Given data below:
PR #23004, opened 2021-11-22
VW MQB: Longitudinal prereqs

jyoung8607:
Getting some of the diff noise / prerequisite pieces out of the way for VW MQB longitudinal:

- [x] Detect and alert on TSK faults as ACC faults (works and is useful for both stock and OP long)
- [x] Remember TSK (TreibStrang-Koordinator, drivetrain coordinator) state
- [x] Remember ABS/ESP hydraulic brake hold state
- [x] Apply fix from #22176 directly to button-spam code instead of standstill
- [x] Gate button-spam code behind `CP.pcmCruise`
- [x] Gate stock ACC setpoint handling behind `CP.pcmCruise`

### DIFF
--- a/selfdrive/car/volkswagen/interface.py
+++ b/selfdrive/car/volkswagen/interface.py
@@ -43,7 +43,7 @@ class CarInterface(CarInterfaceBase):
       else:
         ret.networkLocation = NetworkLocation.fwdCamera
 
-    # Global tuning defaults, can be overridden per-vehicle
+    # Global lateral tuning defaults, can be overridden per-vehicle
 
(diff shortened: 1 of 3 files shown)


selfdrive/car/volkswagen/interface.py
```diff
@@ -190,6 +190,8 @@ def update(self, c, can_strings):
     # Vehicle health and operation safety checks
     if self.CS.parkingBrakeSet:
       events.add(EventName.parkBrake)
```
adeebshihadeh, line 192: side ntoe: we should add this to carState and move this to the common events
End of Given data.
Reproduce every entry shown above, precisely as it stands.

Result below:
PR #23004, opened 2021-11-22
VW MQB: Longitudinal prereqs

jyoung8607:
Getting some of the diff noise / prerequisite pieces out of the way for VW MQB longitudinal:

- [x] Detect and alert on TSK faults as ACC faults (works and is useful for both stock and OP long)
- [x] Remember TSK (TreibStrang-Koordinator, drivetrain coordinator) state
- [x] Remember ABS/ESP hydraulic brake hold state
- [x] Apply fix from #22176 directly to button-spam code instead of standstill
- [x] Gate button-spam code behind `CP.pcmCruise`
- [x] Gate stock ACC setpoint handling behind `CP.pcmCruise`

### DIFF
--- a/selfdrive/car/volkswagen/interface.py
+++ b/selfdrive/car/volkswagen/interface.py
@@ -43,7 +43,7 @@ class CarInterface(CarInterfaceBase):
       else:
         ret.networkLocation = NetworkLocation.fwdCamera
 
-    # Global tuning defaults, can be overridden per-vehicle
+    # Global lateral tuning defaults, can be overridden per-vehicle
 
(diff shortened: 1 of 3 files shown)


selfdrive/car/volkswagen/interface.py
```diff
@@ -190,6 +190,8 @@ def update(self, c, can_strings):
     # Vehicle health and operation safety checks
     if self.CS.parkingBrakeSet:
       events.add(EventName.parkBrake)
```
adeebshihadeh, line 192: side ntoe: we should add this to carState and move this to the common events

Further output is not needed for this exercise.